En revanche, en matière de SAV et de pièces, après avoir démontré que le modèle traditionnel du réparateur agréé n'était plus viable et donc amené à disparaître, le rapport devient dans cette partie très interventionniste, considérant qu'il convient de le protéger et de diffuser plus largement et à un prix plus faible l'information technique.
Vente de véhicules neufs : un démenti des postulats de la Commission
L'étude porte sur la période 1997/2004 et couvre 12 Etats membres. Il s'agit en fait d'un bilan de l'ancien règlement 1475/95 et du début de l'application du 1400/2002. Les conclusions de London Economics sont formelles : "Il apparaît que la concurrence sur le marché automobile européen est vigoureuse et que les consommateurs se voient offrir le choix entre un grand nombre de constructeurs qui doivent se battre pour maintenir leur position sur le marché". Quand on sait que la Commission a invoqué le soi-disant manque de concurrence en matière de VN pour supprimer la combinaison distribution exclusive et sélective et imposer le multimarquisme, London Economics démontre que la Commission s'est largement trompée dans ses postulats. Le rapport constate que les immatriculations sont volatiles entre les marques, laissant une place aux nouveaux entrants, que la concurrence est féroce, les marges opérationnelles des constructeurs faibles (3,9 % par rapport à 10 % dans la chimie) et que les prix ont baissé de 12,5 %. S'agissant du multimarquisme, une étude suédoise citée par le rapport montre que les distributeurs eux-mêmes ne sont pas demandeurs, jugeant le multimarquisme sur les lieux de vente pas assez rentable ou trop cher.

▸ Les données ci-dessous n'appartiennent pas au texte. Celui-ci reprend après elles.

PR #254, opened 2023-10-05
Safetensor parsing: validation & error handling

SBrandeis:
# TL;DR

- Add some validation in safetensors parsing
- Update the error messages to be more specific about what went wrong
- Wrap errors in a new Error class

### DIFF
--- a/packages/hub/src/lib/parse-safetensors-metadata.ts
+++ b/packages/hub/src/lib/parse-safetensors-metadata.ts
@@ -11,6 +11,9 @@ import { promisesQueue } from "../utils/promisesQueue";
 const SINGLE_FILE = "model.safetensors";
 const INDEX_FILE = "model.safetensors.index.json";
 const PARALLEL_DOWNLOADS = 5;
+const MAX_HEADER_LENGTH = 25_000_000;
+
+class SafetensorParseError extends Error { }
 
 type FileName = string;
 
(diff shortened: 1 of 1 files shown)


packages/hub/src/lib/parse-safetensors-metadata.ts
```diff
@@ -11,6 +11,9 @@ import { promisesQueue } from "../utils/promisesQueue";
 const SINGLE_FILE = "model.safetensors";
 const INDEX_FILE = "model.safetensors.index.json";
 const PARALLEL_DOWNLOADS = 5;
+const MAX_HEADER_LENGTH = 25_000_000;
```
SBrandeis, line 14: No idea if this value (25MB) is reasonable

packages/hub/src/lib/parse-safetensors-metadata.ts
```diff
@@ -70,23 +73,33 @@ async function parseSingleFile(
...
 	}
 
-	// no validation for now, we assume it's a valid FileHeader.
-	const header: SafetensorsFileHeader = await secondResp.json();
+	try {
+		// no validation for now, we assume it's a valid FileHeader.
+		const header: SafetensorsFileHeader = await secondResp.json();
+		return header;
+	} catch (err) {
+		throw new SafetensorParseError(`FFailed to parse file ${path}: safetensors header is not valid JSON.`)
```
SBrandeis, line 100:
```suggestion
		throw new SafetensorParseError(`Failed to parse file ${path}: safetensors header is not valid JSON.`)
```

packages/hub/src/lib/parse-safetensors-metadata.ts
julien-c: i think 25MB is more than enough for the JSON part!! That's one big JSON already.

cc @Narsil for visibility (we had a pathologically crafted safetensors file that crashed the Hub) – probably we don't need to put that in the spec

Kakulukian (approved):

Pierrci:
niiiiiice ❤️

packages/hub/src/lib/parse-safetensors-metadata.ts
Narsil: https://github.com/huggingface/safetensors/blob/main/safetensors/src/tensor.rs#L295

https://github.com/huggingface/safetensors/blob/main/safetensors/src/tensor.rs#L10

There's  a hard cap in the lib to prevent DOS attack (while deserializing super large JSON structures)

PR #260, opened 2023-10-13
add abort signal to streaming requests

### LINKED ISSUE #259: Aborting `generate_stream` on the inference package midway through processing
When using the `generate_stream` API (`hf.textGenerationStream` to be exact), is there any way to abort the SSE stream midway? I'm trying to implement custom stopping logic, and when I CURL from a terminal, I can close the connection midway, and the TGI server will recognize and processing the stream (https://github.com/huggingface/text-generation-inference/issues/1130). 

I noticed this repo uses Azure's fetch-event-source (https://github.com/Azure/fetch-event-source), so I'm wondering if there's a way to handle aborting via this library.

radames:
Add abort signal as option to interrupt fetch streaming. fix #259

### DIFF
--- a/packages/inference/src/tasks/custom/streamingRequest.ts
+++ b/packages/inference/src/tasks/custom/streamingRequest.ts
@@ -66,6 +66,9 @@ export async function* streamingRequest<T>(
 			if (done) return;
 			onChunk(value);
 			for (const event of events) {
+				if (options?.signal?.aborted) {
+					throw new Error("Request aborted");
+				}
 				if (event.data.length > 0) {
 					const data = JSON.parse(event.data);
 					if (typeof data === "object" && data !== null && "error" in data) {
--- a/packages/inference/test/HfInference.spec.ts
+++ b/packages/inference/test/HfInference.spec.ts
@@ -243,8 +243,26 @@ describe.concurrent(
 			});
 
 			await expect(response.next()).rejects.toThrow(
-				"Input validation error: `inputs` tokens + `max_new_tokens` must be <= 4096. Given: 17 `inputs` tokens and 10000 `max_new_tokens`"
+				"Input validation error: `inputs` tokens + `max_new_tokens` must be <= 2048. Given: 17 `inputs` tokens and 10000 `max_new_tokens`"
 			);
+		});
+
+		it("textGenerationStream - Abort", async () => {
+			const controller = new AbortController();
+			const response = hf.textGenerationStream(
+				{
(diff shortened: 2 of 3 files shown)


packages/inference/test/HfInference.spec.ts
```diff
@@ -243,10 +243,28 @@ describe.concurrent(
 			});
 
 			await expect(response.next()).rejects.toThrow(
-				"Input validation error: `inputs` tokens + `max_new_tokens` must be <= 4096. Given: 17 `inputs` tokens and 10000 `max_new_tokens`"
+				"Input validation error: `inputs` tokens + `max_new_tokens` must be <= 2048. Given: 17 `inputs` tokens and 10000 `max_new_tokens`"
```
radames, line 246: change this since got an error, but I'm not sure if it's needed

radames:
Fixing, something, just realized I'm aborting at the wrong place

packages/inference/src/tasks/custom/streamingRequest.ts
```diff
@@ -66,6 +66,9 @@ export async function* streamingRequest<T>(
 			if (done) return;
 			onChunk(value);
 			for (const event of events) {
+				if (options?.signal?.aborted) {
```
vvmnnnkv, line 69: It's probably more correct to pass `signal` into `fetch` to explicitly abort connection (adding it to `info` in `makeRequestOptions`).
And then handle AbortError here (or let it bubble to user, not sure).

radames: yes totally right, I realize something was wrong when I did the VCR 🥲 I was expecting like 2 tokens, and kept getting the 1000 tokens, while the stream was interrupt, the fetch kept going :)

radames:
while I run 
`npx vitest run  --testNamePattern "textGenerationStream - Abort"` I get the test to pass however if fails when I do ` VCR_MODE=record  npx vitest run  --testNamePattern "textGenerationStream - Abort"`  I think it's related to the cache for the same input, and when the response is cached, there is a single fetch, and the abort never happens

vvmnnnkv:
vcr.ts doesn't support signal nor it can properly record & playback streaming responses :)
this is doable but perhaps its more practical to just avoid caching such responses?

swarupsrini:
@radames just wanted to say thank you for the quick PR! I appreciate the amazing turnaround time for this, it will be really helpful  for us :)

PR #265, opened 2023-10-21
📝 Fix Hub Deno Import

ArsalaBangash:
I was going through the Hub documentation and noticed that the Deno import was HInference


ArsalaBangash:
Thank you for the clarification. 

I've incorporated your suggested changes.

PR #283, opened 2023-11-06
♻️ Use HEAD call for fileExists

coyotte508:
cc @julien-c (original implem of `fileExists`) @Pierrci


julien-c:
looks good, which issue is this fixing out of curiosity?

Pierrci:
Thanks! (this will make better use of our cache system)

Tous les règlements d'exemption automobile ont été marqués par la volonté de renforcer les distributeurs, objectif pourtant étranger au droit de la concurrence. Constatant une formidable concentration de la distribution, les experts de London Economics rappellent la théorie de la double marge : dans les accords verticaux, il est plus favorable au consommateur que le niveau de contrôle des fournisseurs sur les distributeurs soit élevé, afin d'éviter la hausse des prix au niveau de la distribution, dès lors qu'entre constructeurs la concurrence est vive, ce qui est le cas.
SAV et pièces : une démonstration peu convaincante
Les constats du London Economics pour le SAV et les pièces sont à l'opposé de ceux effectués pour la vente de VN. Alors que la partie VN est fondée sur le libre jeu de la concurrence dans une économie de marché, la partie SAV, qui milite pour un plus grand interventionnisme de la Commission, semble avoir été alimentée par les informations transmises par les concurrents des constructeurs et de leurs réseaux sans débat contradictoire suffisant.
Le rapport est d'abord critique sur les réseaux agréés qui seraient plus chers que leurs concurrents et de moindre qualité. En même temps, il constate que la complexification des véhicules rend les réparations plus coûteuses et exige un effort d'investissement en matériel, en formation et en information technique de la part des réparateurs agréés dont les coûts sont de 30 % plus chers de ce fait à ceux des indépendants, avec une rentabilité inférieure à 3 %. London Economics considère que les groupes d'indépendants peuvent concurrencer les réseaux agréés mais que le modèle traditionnel du réparateur indépendant n'est plus viable. Pourquoi en conclure que le marché ne fonctionne pas et imputer aux constructeurs et à leurs réseaux des pratiques anticoncurrentielles ? Les auteurs de cette partie ont manqué de recul dans leur analyse des réponses reçues de la part des concurrents des marques.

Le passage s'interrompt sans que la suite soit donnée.